How to complete this task = Please copy each line of the data that includes the string "build".

Available data =
BEGIN
PR #1095, opened 2017-04-19
fix `Wrong svg element processing in IE` (close #1083)

LavrovArtem:
/cc @churkin @miherlosev

PR #1387, opened 2017-11-24
fix typo

aleks-pro:
/cc @churkin @LavrovArtem

### DIFF
--- a/test/client/fixtures/sandbox/event/unload-test.js
+++ b/test/client/fixtures/sandbox/event/unload-test.js
@@ -30,7 +30,7 @@ asyncTest('BEFORE_UNLOAD_EVENT must be called last (GH-400)', function () {
         });
 });
 
-test('hammerhead UNLOAD_EVENT must be called', function () {
+test('UNLOAD_EVENT should be called', function () {
     var unloadSandbox        = hammerhead.sandbox.event.unload;
     var unloadEventWasCalled = false;
     var handler = function () {
--- a/test/client/fixtures/sandbox/event/unload-test.js
+++ b/test/client/fixtures/sandbox/event/unload-test.js
@@ -30,6 +30,17 @@ asyncTest('BEFORE_UNLOAD_EVENT must be called last (GH-400)', function () {
         });
 });
 
+test('Hammerhead UNLOAD_EVENT must be called (GH-1095)', function () {
+    var unloadSandbox   = hammerhead.sandbox.event.unload;
+    var unloadWasCalled = false;
+
+    hammerhead.on(hammerhead.EVENTS.unload, () => {
+        unloadWasCalled = true;
+    });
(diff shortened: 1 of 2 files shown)


test/client/fixtures/sandbox/event/unload-test.js
```diff
@@ -30,6 +30,17 @@ asyncTest('BEFORE_UNLOAD_EVENT must be called last (GH-400)', function () {
         });
 });
 
+test('Hammerhead UNLOAD_EVENT must be called (GH-1095)', function () {
```
miherlosev: Why do you add `(GH-1095)` suffix to the test name?
test name should be in lowercase.

test/client/fixtures/sandbox/event/unload-test.js
```diff
@@ -30,6 +30,17 @@ asyncTest('BEFORE_UNLOAD_EVENT must be called last (GH-400)', function () {
...
+    var unloadSandbox   = hammerhead.sandbox.event.unload;
+    var unloadWasCalled = false;
```
miherlosev: `var unloadEventWasCalled = `

test/client/fixtures/sandbox/event/unload-test.js
```diff
@@ -30,6 +30,17 @@ asyncTest('BEFORE_UNLOAD_EVENT must be called last (GH-400)', function () {
...
+
+    hammerhead.on(hammerhead.EVENTS.unload, () => {
+        unloadWasCalled = true;
```
miherlosev: Don't use arrow functions in tests.

Need to unsubscribe a test handler
```js
var handler = function () {
      unloadWasCalled = true;
       hammerhead.off(hammerhead.EVENTS.unload, handler);
};
 hammerhead.on(hammerhead.EVENTS.unload, handler);
```

test/client/fixtures/sandbox/event/unload-test.js
aleks-pro: I thought, if you fix an issue and write a test for this case, you need to add such a suffix with issue number. Am i wrong?

test/client/fixtures/sandbox/event/unload-test.js
```diff
@@ -30,6 +30,19 @@ asyncTest('BEFORE_UNLOAD_EVENT must be called last (GH-400)', function () {
         });
 });
 
+test('hammerhead UNLOAD_EVENT must be called', function () {
```
miherlosev: We don't use a `must` work in test names (from recent time ).
So, please, rename your test to `UNLOAD_EVENT should be called`.

Also, we have a small piece of unstable tests in hammerhead and testcafe.
You PR don't affect tests.
To restart tests just add a comment `@testcafe-build-bot  \retest`

aleks-pro:
@testcafe-build-bot \retest

aleks-pro:
FPR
END
Answer to the exercise =
To restart tests just add a comment `@testcafe-build-bot  \retest`
@testcafe-build-bot \retest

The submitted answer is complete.